Between conspiracy and right-wing extremism
Critics of religion still persecute him today, he says in the video. “The nation that today actively persecutes critics of Islam to destroy their lives is the German nation.” He would like to tell a story, because Socrates was also executed in ancient Greece for his criticism of religion.

As confused and bizarre as his arguments are in his specially created echo chambers on the social platform X, his motive turns out to be much more complex than initially believed and challenges even experts.

“After 25 years in this ‘business’ you think nothing can surprise you anymore. But a 50-year-old Saudi ex-Muslim who lives in East Germany, loves the AfD and wants to punish Germany for being tolerant of Islamists – that was really not on my agenda,” admits terror researcher Peter Neumann in The More the Perpetrator Taleb A. discovered how less certain he was that this was an Islamic attack: his “Twitter profile suggests the opposite.”

What we know today: Taleb A. is probably an Arab ex-Muslim and supporter of the AfD who applied for asylum in Germany as a critic of Islam. The 50-year-old was questioned on Saturday and is now in custody. “He commented on the motive for the crime,” the chief prosecutor, Horst Nopens, said in Magdeburg on Saturday afternoon. “Dissatisfaction with the treatment of Saudi Arabian refugees” could therefore have been the background to Taleb A.’s crime.

Hate and excitement instead of sadness
Right-wing circles deliberately hide details to integrate Taleb A. into their enemy image: for them he is an Arab seeking asylum. They advocate simple solutions where the problems are particularly complex. The fact that Taleb A. is an outspoken supporter of leading right-wing extremist actors and has repeatedly shared their messages and racist ideologies apparently goes unnoticed on social networks.

It is half past seven in the evening and on Saturday evening right-wing extremist slogans echo across the Willy-Brandt-Platz in Magdeburg. “Antifa bastards” and “remigration!” shouted a few young men, as German media reported. Small groups of people dressed in black always arrive at the central station. Two young migrants arrive at the train station and are jostled and pushed by men. Other right-wing extremists arrive and police rush to separate the attackers from the migrants.

A user

Hundreds of neo-Nazis hang around Magdeburg’s central station on Saturday evening. Earlier, a right-wing extremist demonstration in the city center had dispersed. The nationalist splinter party “Die Heimat”, formerly the NPD, backed by other right-wing extremist groups, called for the event to stoke anti-migrant sentiment. According to the police, more than two thousand people gathered under the motto ‘Demonstration against Terror’. Thorsten Heise, an activist with multiple criminal convictions and head of ‘Heimat’, gave the crowd rousing inflammatory speeches.

“Be the other side of the same coin”
The state network of migrant organizations in Saxony-Anhalt is shocked by the political instrumentalization of the attack on the Magdeburg Christmas market. “Magdeburg must not become a scene of right-wing agitation,” the network explained.

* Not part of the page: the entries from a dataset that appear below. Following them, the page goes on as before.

PR #1842, opened 2022-08-18
Dev tools: Adding full python access via javascript for developers

relativisticelectron:
As a developer I often have the problem, that I do not know the values of some specter objects (e.g. wallets) during runtime.  `print` and restart server is currently my way to go until now.  

This PR allows full access read+write to everything in `app`.
- Disabled for all, except `DevelopmentConfig` and `current_user == "admin"`
- Warning when first running any command:
image
- if you think this is a too dangerous option to have, we can limit it to `regtest` and `testnet` only. The code is (as comments) already in the endpoint, see https://github.com/cryptoadvance/specter-desktop/pull/1842/commits/1e97bc03aeb919b4a6cb28e6037b80e28a6f0c00.

**Examples**

image

Simple `vars` and `dir` lookup via a trailing `.`  (since there is no autocomplete):
image


k9ert:
Oh, wow! You already implemented this! Would you mind to move that over to the dev-extension? I think we should move as much stuff as possible in extensions to not clutter "specter-core". This has the disadvantage that this console would not be available in prod that easily but maybe we can first do it there anyway and slowly consider then further steps in prod?

relativisticelectron:
> Would you mind to move that over to the dev-extension? 

Sure.  I have never worked with extensions. I have to figure out how the extensions work.

relativisticelectron:
> @k9ert : Can I add to/extend the base.jinja with the extension such that the change is present in all endpoints? I need to declare a javascript function that is available in all endpoints of specter. I couldn't figure out how yet...

I found a way to inject service templates into base.jinja.  Not super elegent, but it works.

k9ert:
> I found a way to inject service templates into base.jinja. Not super elegent, but it works.

Awesome! Very good! This is the way! [768eec8](https://github.com/cryptoadvance/specter-desktop/pull/1842/commits/768eec839a43065d317024c77dfd24557881cfb8)

>  I have to figure out how the extensions work. 

I guess you just did :-D.

k9ert:
Some more hints:
* `DEVELOPER_JAVASCRIPT_PYTHON_CONSOLE = True` The devhelp extension does not have yet a config-file. You can create one by simply  placing a `config.py` in its folder.  SOmething like:
```
"""
Here Configuration of your Extension takes place
"""


class BaseConfig:
    ''' This is a extension-based Config which is used as Base '''
    DEVELOPER_JAVASCRIPT_PYTHON_CONSOLE = True
```
* `server.py` : I'm not sure why you placed that in `calc_module_name` but migrate it in `callback_after_serverpy_init_app`. You should get an app instance by `from flask import current_app as app` ... at least i hope so.
* `controller.py` code goes to `devhelp/controller.py`
* `common.py` sounds reasonable generic to keep it there.

relativisticelectron:
I moved everything.  Did I do the `config.py` correctly?

k9ert:
> I moved everything. Did I do the config.py correctly?

Better than my proposal as in this case the console is deactivated in prod, even if someone manages somehow to put the devstatus of the devhelper extension to a `devstatus_prod`. So this is now ready to review, right?

relativisticelectron:
>   So this is now ready to review, right?

Yes. Please.

k9ert:
This PR created some criticism by the [Bitcoin Review Podcast episode 6](https://pca.st/wq2aaexf) (minute 13:34):
* They assume this is used to do automation: This is not true
* They assume it's built into Specter Core: This is not true
* They assume this can be used in production: This is not true either
* They assume that security issues can potentially occur in software which you use as a dependency: That is true

So let's see in more details, why this is a reasonable PR:

# Automation
So first of all the intention of this PR can be read in the first sentence:

> As a developer I often have the problem, that I do not know the values of some specter objects (e.g. wallets) 
> during runtime. print and restart server is currently my way to go until now.

The way this is implemented doesn't make automation easy, at least not in any way i can imagine. Excel can be "integrated" with our csv-export.

# Specter Core?
We have an extension-system. If you look into the files which got modified/created with this PR, most of it (and all functionality) happens in `/src/cryptoadvance/specterext/devhelp` which is a special extension, shipped in the with the core-product but still separated from core.
Extensions are not only usefull to let the user load additional functionality, but they are also an important architectural pattern to keep things tidy and separated, don't create spagetti-code and finally avoid security-issues if you do it the right way. What's the right way?

# Questionable extensions on production

Some extensions are simply not made for production as they contain potential security-holes (like this one) but provide usefull functionality for developing or testing the application. This is the case for the devhelp-extension. Other extensions might simply be in alpha status and not yet mature enough to run in production.

In order to prevent that people run alpha software in prod, there is a hardcoded attribute in each extension, defining the devstatus. That's some sort of maturity-level of that plugin. For the devhelp-Extension, that's alpha (and not planned to ever change):
image

Also if you start Specter, you can specify which configuration to use. By default, the production-configuration is used and that configuration is not accepting that devstatus. You'll read a line like this in the logs:
```
SPECTERD: INFO in service_manager: ----> starting service loading
SPECTERD: INFO in service_manager: Service DevhelpService not activated due to devstatus ( prod > alpha )
```

# Other remarks

As a software-producer, here are the top 3 things to do if you're a beginner in this game:
* Be careful with dependencies. Limit them and don't use questionable dependencies.
* Pin the dependencies (`requirements.txt`) to specific versions. If you don't do that, you might drag in new versions in an uncontrollable way which might introduce security issues (or incompatibilities or bugs)
* In python use `pip-compile --generate-hashes` in order to make it possible for installations to check the hashes of your dependencies
* Spent time and effort maintaining your dependencies upgrading them to keep your system up-to-date and secure. There are services out there which create automatic PR and notify you about security issues in your dependencies. Use them!

We're doing all of that, but nevertheless: Yes, there are zero-day-attacks out there! Yes, that might affect Software you're using! 
Take care, it's a dangerous world out there! Limit your exposure to potential malicious code.

relativisticelectron:
I think the title of the PR (and then visible in the Release notes) could have been chosen more precisely, like: "Dev tools: Adding full python access via javascript for developers in developer-extension"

Employees and members of the association have already confirmed several attacks, threats and insults.

In addition to the false information circulating in the right-wing media You hate this country and its values ​​and are simply the other side of the same coin.”

Nowadays, sport is also taking a step back, pausing and remembering the victims. At a third division match on Saturday in Essen, a man wanted to use the silence to spread a racist slogan. The stadium responded decisively and unequivocally with shouts of ‘Nazis out’.

After the deadly car attack, the Public Prosecution Service applied for an arrest warrant against Taleb A. The car he was driving drove into a crowd at Magdeburg’s Christmas market at high speed on Friday evening. Four women aged 45, 52, 67 and 75 and a nine-year-old boy were killed, authorities said.